[Dataset entries]
=-=-=-=-=
Issue #1831, opened 2026-06-22
Epic: ship API server application logs to Grafana Cloud Loki (searchable app logs)


sameerparekh:
## Goal (operator priority #2 — CORRECTED 2026-06-22)
Make the **API server's application logs** (the Scala API's structured `zio-logging` output — request handling, job runs, warnings, errors) **searchable in Grafana Cloud Loki**, in the same Grafana Cloud stack we already run, with retention beyond the Render dashboard's short window.

> **This epic was previously written wrong** (as a table-tailing *export of the high-volume event tables* — `connection_events` / `traffic_reports` / `block_events` / `query_logs` — into a log indexer). That is **not** what we want and has been scrapped. The old sub-issues (#1852–#1859) and PR #1862 are closed. This is a from-scratch redo.

## Scope — what this is / is NOT
- ✅ **API server application logs → Grafana Cloud Loki.** Operator search over app logs.
- ❌ **NOT** exporting `connection_events` / `traffic_reports` / `block_events` / `query_logs` to Loki or any log indexer. Those are operational event tables, not application logs. If they ever need an external analytical/search store, that's a *separate, later* decision (columnar/ClickHouse territory), not this epic.
- ⏳ **Router / OPNsense agent logs are explicitly FUTURE** — shipping agent logs off-device would push meaningful log traffic over end-user home uplinks. Nice-to-have, deferred; not in this epic.

## Key finding — there is NO "native, like the DB metrics" log path
The working assumption was that Render streams logs to Grafana the same way it streams DB/infra metrics. **It does not:**
- Render's **Metrics Stream** OTLP integration (the one carrying our `render_*` infra metrics, #1244) is **metrics-only** — it cannot carry logs. ([metrics-streams docs](https://render.com/docs/metrics-streams))
- Render's separate **Log Streams** feature forwards service logs only to a **syslog (RFC5424 over TLS/TCP)** endpoint or a generic **HTTPS** endpoint. Grafana Cloud Loki has **no native syslog ingest**, and Render's HTTPS drain does not emit Loki's push-API JSON — so either path needs a small **bridge** that reshapes Render's log lines into Loki's push format. ([log-streams docs](https://render.com/docs/log-streams), [Render "LogStream: Loki support" feature request — still open](https://feedback.render.com/features/p/logstream-loki-support))

So app-logs → Loki requires a real transport decision (below), not a dashboard toggle.

## Transport options (DESIGN-FIRST — choose before building)
[...]

PR #1878, opened 2026-06-22
feat(#1873): ship API app logs to Grafana Cloud Loki via loki4j (deployed envs only)

### LINKED ISSUE #1873: log-export #1 (loki4j): wire loki-logback-appender to push API app logs to Grafana Cloud Loki (deployed envs)
First foundation bit of #1831 (API application logs → Grafana Cloud Loki). **Option B accepted** (app-side loki4j appender) — Option A (Render Log Stream → Alloy syslog) is impossible: our wifihaven-alloy is a Render *background worker* and can't receive inbound; Render OTel *logs* streaming (Option C) doesn't exist yet.

## Scope
Add the **loki4j `loki-logback-appender`** to `api/resources/logback.xml`, **gated to deployed envs only** (not local), pushing straight to Grafana Cloud Loki's push API with basic auth.
- **Fail-open by construction:** async + batching + non-blocking, drop-on-backpressure — Loki being slow/down must NEVER wedge the request path. This is the hard requirement for putting anything on the logging path; verify the appender config enforces it.
- **Label / cardinality model (critical):** whitelist ONLY `service`/`env`/`level` as Loki stream **labels**. Route all other MDC keys (`mac`, `route`, `op`, `status`, `etag`, trace ids — already populated by zio-logging annotations) to **structured metadata**, NOT labels. `mac` as a label = per-device cardinality explosion, forbidden by the same bounded-cardinality rule as metrics. This is the easy mistake here — enforce it in the appender config.
- **Secrets/config:** endpoint + creds as Render-managed `sync:false` secrets (`GRAFANA_CLOUD_LOKI_*`), mirroring the existing `GRAFANA_CLOUD_PROM_*` pattern in render.yaml. Declarative — no dashboard toggles. Never commit creds.
- **Folds in / supersedes #602** (structured JSON appender for deployed envs) — close/relate #602 accordingly.

## Out of scope (separate sub-issue #2)
Backpressure/fail-open hardening proof under load + a drop metric + Grafana panel. File that as the follow-up.

## Validation
Scala/logback/config. Run `mill __.test` for affected modules + `mill scalafmtCheckAll`. Verify the appender is deployed-env-gated and fail-open. The metric/dashboard for drops is the #2 follow-up.

sameerparekh:
First foundation bit of **#1831** (API application logs → Grafana Cloud Loki). **Option B accepted** — app-side loki4j appender. Folds in **#602** (structured deployed-env sink).

## What
Adds the [loki4j](https://loki4j.github.io/loki-logback-appender/) `loki-logback-appender` to `api/resources/logback.xml` so deployed API instances push their application logs straight to Grafana Cloud Loki's push API with basic auth. No table-tailing pipeline, no Alloy `loki.write` hop — the JVM pushes directly.

## How the hard requirements are met
- **Deployed-env gate.** The appender *and* its root attachment are wrapped in a logback `<if condition='isDefined("GRAFANA_CLOUD_LOKI_URL")'>` (janino-backed). Local dev and `mill __.test` never set the secret, so the appender is never instantiated there — presence of the secret IS the gate (no code-level env switch).
- **Fail-open by construction.** `Loki4jAppender` is async by design (the request thread only enqueues; a background thread batches + sends — *not* wrapped in `AsyncAppender`, it's already async). A bounded `<sendQueueMaxBytes>` (32 MiB) **drops on backpressure** rather than blocking, `<drainOnStop>false` keeps JVM shutdown from waiting on Loki, and `<requestTimeoutMs>` caps each send. Loki being slow/down can never wedge the request path. Smoke-tested by running a suite with the appender **active** against a dead endpoint (`127.0.0.1:1`) — no hang, no errors.
- **Label / cardinality whitelist (critical).** Loki **stream labels** are exactly `service` / `env` / `level`. Every other MDC key (`mac`, `route`, `op`, `status`, `etag`, …) rides Loki **structured metadata** via the `* = %%mdc` bulk pattern — same bounded-cardinality rule as metrics. `mac` as a label would be a per-device explosion — forbidden.
- **Secrets, declaratively.** `GRAFANA_CLOUD_LOKI_{URL,USER,PASSWORD}` as Render `sync:false` secrets on the staging + prod API web services in `render.yaml`, mirroring `GRAFANA_CLOUD_PROM_*`. `WIFIHAVEN_ENV` (`staging`/`production`) supplies the `env` label. **No creds committed.**

## Tests
`api/test/src/unit/LokiAppenderConfigSpec.scala` pins the structural contract: deployed-env gate, the `service/env/level` label whitelist (and that `mac`/`route`/`op`/`host` are NOT labels), the `* = %%mdc` structured-metadata routing, and the fail-open batch config. `mill api.test` (full suite) + `scalafmt --check` green.

## Out of scope (separate #1831 sub-#2)
Load-proven backpressure + a drop metric + a Grafana panel — tracked in #1879.

Fixes #1873
Relates to #1831, #602

### DIFF
--- a/api/resources/logback.xml
+++ b/api/resources/logback.xml
@@ -76,6 +76,15 @@
             <password>${GRAFANA_CLOUD_LOKI_PASSWORD}</password>
           </auth>
           <requestTimeoutMs>10000</requestTimeoutMs>
+          <!--
+            Pin the JSON push API explicitly. The protobuf path needs loki-protobuf
+            + snappy on the classpath, which we deliberately do NOT depend on (the
+            loki4j jar resolves standalone). If a future loki4j default flipped this
+            to protobuf, shipping would ClassNotFound on the background sender thread
+            and silently drop every log line (fail-open hides it — the #1334 trap).
+            Keeping it false makes the dep-free contract explicit and flip-proof.
+          -->
+          <useProtobufApi>false</useProtobufApi>
         </http>
         <batch>
           <maxItems>1000</maxItems>
--- a/api/resources/logback.xml
+++ b/api/resources/logback.xml
@@ -5,12 +5,89 @@
         #602: %mdc renders the SLF4J MDC map populated by zio-logging annotations
         (see api/src/observability/LogContext.scala). One-line-per-log locally;
         keys like route=, mac=, op=, etag=, status= appear at the tail so they
-        can be grep'd without parsing the message text. A structured (JSON)
-        appender for deployed environments is tracked separately under #602.
+        can be grep'd without parsing the message text. Deployed environments
+        additionally ship every log line to Grafana Cloud Loki via the LOKI
+        appender below (#1873) — that is the searchable structured sink #602
+        called for; the console line stays human-readable for `docker logs`.
       -->
       <pattern>%d{HH:mm:ss.SSS} [%thread] %-5level %logger{36} - %msg %mdc%n</pattern>
     </encoder>
   </appender>
+
+  <!--
+    #1873 (epic #1831, folds in #602): push API application logs straight to
+    Grafana Cloud Loki's push API with basic auth, DEPLOYED ENVIRONMENTS ONLY.
+
+    Gating: the whole appender — and its root attachment below — is wrapped in
+    `<if condition='isDefined("GRAFANA_CLOUD_LOKI_URL")'>` (logback + janino).
+    Local dev and `mill __.test` never set GRAFANA_CLOUD_LOKI_URL, so the
+    appender is never instantiated there; it activates only where Render injects
+    the GRAFANA_CLOUD_LOKI_* secrets (staging + prod web services, see
+    render.yaml). No code-level env switch — presence of the secret IS the gate.
+
+    Fail-open by construction (hard requirement — Loki being slow/down must NEVER
+    wedge the request path):
+      - Loki4jAppender is asynchronous by design: the calling (request) thread
+        only enqueues; an internal background thread batches and sends. Do NOT
+        wrap it in an AsyncAppender — it is already async.
+      - <batch> bounds the in-memory send queue with <sendQueueMaxBytes>. When
+        the queue is full (Loki slow/unreachable and the background sender backs
+        up), incoming events are DROPPED, never blocked — drop-on-backpressure.
+      - <drainOnStop>false</drainOnStop> so JVM shutdown is never held waiting on
+        Loki to drain.
+      - <http><requestTimeoutMs> caps each send on the background thread.
+    (Load-proven backpressure + a drop metric + a Grafana panel are the #1831
+    sub-#2 follow-up, intentionally out of scope here.)
+
+    Label / cardinality model (critical — same bounded-cardinality rule as
+    metrics): ONLY service / env / level are Loki STREAM LABELS. Every other MDC
+    key (mac, route, op, status, etag, profileId, routerId, trace ids, …) is
+    routed to Loki STRUCTURED METADATA via the `* = %%mdc` bulk pattern — indexed
+    for filtering WITHOUT exploding stream cardinality. `mac` as a label would be
+    a per-device cardinality explosion and is forbidden; keeping it in structured
+    metadata is how "show everything device X hit" stays queryable cheaply.
+  -->
+  <if condition='isDefined("GRAFANA_CLOUD_LOKI_URL")'>
+    <then>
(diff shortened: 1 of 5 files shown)


sameerparekh:
## Independent PR review — #1878 (loki4j → Grafana Cloud Loki)

Read-only adversarial pass over `git diff origin/main...HEAD` against the 8 checklist dimensions. First run for this PR (no prior marked comment).

**BLOCKERS**
(none)

**SHOULD-FIX**
1. **`api/resources/logback.xml:60-72` (LOKI `<http>`) — pin the JSON API explicitly to avoid a future silent no-op.** `mill show api.resolvedMvnDeps` confirms loki4j `2.0.3` resolves as a *standalone* jar — there is no `loki-protobuf`, `snappy-java`, or `protobuf-java` on the classpath. The protobuf send path requires those (per loki4j's own migration note), so today the appender necessarily uses the dep-free JSON API and works. But the default isn't pinned: if a future loki4j bump flips `useProtobufApi` to `true` by default, log shipping would `ClassNotFound` on the **background** sender thread and silently drop everything — and fail-open (by design) hides it. This is exactly the #1334 silent-no-op trap. One defensive line — `<useProtobufApi>false</useProtobufApi>` inside `<http>` — makes the contract explicit and immune to a default flip. Cheap; recommend taking it.
2. **Deferred drop-metric + dashboard (dim 6) has no tracked follow-up issue number.** The metrics-with-new-path + metric-ships-with-dashboard rules are explicitly scoped out to the "#1831 sub-#2" follow-up (issue body + PR), which is the right call for this config-only PR. But the PR says "filed as the follow-up" without an issue number, and the global rule is every deferred item gets a GitHub issue referenced from the deferral. File it and reference `#<n>` so the instrument-the-Loki-push-path work doesn't fall through.

**NITS**
1. `api/resources/logback.xml:53-55,64` — `thread`/`logger` are emitted both in the `<message>` `<pattern>` (`[%thread] %logger{36}`) and again as `<structuredMetadata>`. Harmless, but the structured-metadata copies are redundant with the rendered line; minor index cost. Keeping them for queryability is a defensible choice — noting only.
2. `LokiAppenderConfigSpec.scala:31-37` — primary path reads `api/resources/logback.xml` relative to cwd (repo root under mill), with a classpath fallback. Fine as-is; the fallback makes it robust if cwd changes.

**VERDICT: APPROVE**
Config-only addition of the loki4j appender, deployed-env-gated via a janino `<if>` on `GRAFANA_CLOUD_LOKI_URL`, fail-open by construction (async + bounded `sendQueueMaxBytes` drop-on-backpressure + `drainOnStop=false`), with the critical label whitelist (`service`/`env`/`level` only; all other MDC → structured metadata via `* = %%mdc`) correctly enforced and unit-pinned. No wire/migration/router/security concerns; secrets are `sync:false` and uncommitted. The two SHOULD-FIXes are defensive/process, not correctness — no blocker.

sameerparekh:
## Independent PR review — #1878 (re-run @ 3a1b820)

Re-run after the push addressing the prior SHOULD-FIXes. Statused prior findings against current code; reviewed the incremental delta `45ff7f9...3a1b820` for new findings.

### Prior findings — status

|---|---|---|
| SHOULD-FIX 1 | Pin JSON API to avoid future silent no-op (`logback.xml` `<http>`) | **ADDRESSED** — `<useProtobufApi>false</useProtobufApi>` added at `api/resources/logback.xml:85`, with a comment explaining the dep-free contract. Smoke-verified logback accepts the element and still inits fail-open against a dead endpoint. |
| SHOULD-FIX 2 | Deferred drop-metric + dashboard needs a tracked follow-up issue | **ADDRESSED** — #1879 filed (epic #1831, Observability & Metrics) and referenced from `docs/ops/grafana-cloud.md:33` + the PR body. |
| NIT 1 | thread/logger duplicated in `<message>` + `<structuredMetadata>` | NOT-ADDRESSED (accepted — deliberate, kept for queryability) |
| NIT 2 | test reads logback.xml via cwd-relative path + classpath fallback | NOT-ADDRESSED (accepted — fallback makes it robust) |

### New findings in the delta
(none) — the delta is the two-line `<useProtobufApi>false</useProtobufApi>` addition (+ comment) and a one-line docs reference swap to #1879. No correctness, wire, migration, security, or cardinality impact.

**VERDICT: APPROVE**
Both SHOULD-FIXes addressed; no new findings. The appender remains deployed-env-gated, fail-open by construction, and label-whitelisted to `service`/`env`/`level` with all other MDC routed to structured metadata. Ready for merge-when-ready (operator's call).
=-=-=-=-=
#### AIM OF THE TASK:
Begin at the line that has "Read-only adversarial pass" in the entries above; stop after the line that has "choice — noting only.". Transcribe exactly those lines and no others.

#### EXERCISE OUTPUT:
Read-only adversarial pass over `git diff origin/main...HEAD` against the 8 checklist dimensions. First run for this PR (no prior marked comment).

**BLOCKERS**
(none)

**SHOULD-FIX**
1. **`api/resources/logback.xml:60-72` (LOKI `<http>`) — pin the JSON API explicitly to avoid a future silent no-op.** `mill show api.resolvedMvnDeps` confirms loki4j `2.0.3` resolves as a *standalone* jar — there is no `loki-protobuf`, `snappy-java`, or `protobuf-java` on the classpath. The protobuf send path requires those (per loki4j's own migration note), so today the appender necessarily uses the dep-free JSON API and works. But the default isn't pinned: if a future loki4j bump flips `useProtobufApi` to `true` by default, log shipping would `ClassNotFound` on the **background** sender thread and silently drop everything — and fail-open (by design) hides it. This is exactly the #1334 silent-no-op trap. One defensive line — `<useProtobufApi>false</useProtobufApi>` inside `<http>` — makes the contract explicit and immune to a default flip. Cheap; recommend taking it.
2. **Deferred drop-metric + dashboard (dim 6) has no tracked follow-up issue number.** The metrics-with-new-path + metric-ships-with-dashboard rules are explicitly scoped out to the "#1831 sub-#2" follow-up (issue body + PR), which is the right call for this config-only PR. But the PR says "filed as the follow-up" without an issue number, and the global rule is every deferred item gets a GitHub issue referenced from the deferral. File it and reference `#<n>` so the instrument-the-Loki-push-path work doesn't fall through.

**NITS**
1. `api/resources/logback.xml:53-55,64` — `thread`/`logger` are emitted both in the `<message>` `<pattern>` (`[%thread] %logger{36}`) and again as `<structuredMetadata>`. Harmless, but the structured-metadata copies are redundant with the rendered line; minor index cost. Keeping them for queryability is a defensible choice — noting only.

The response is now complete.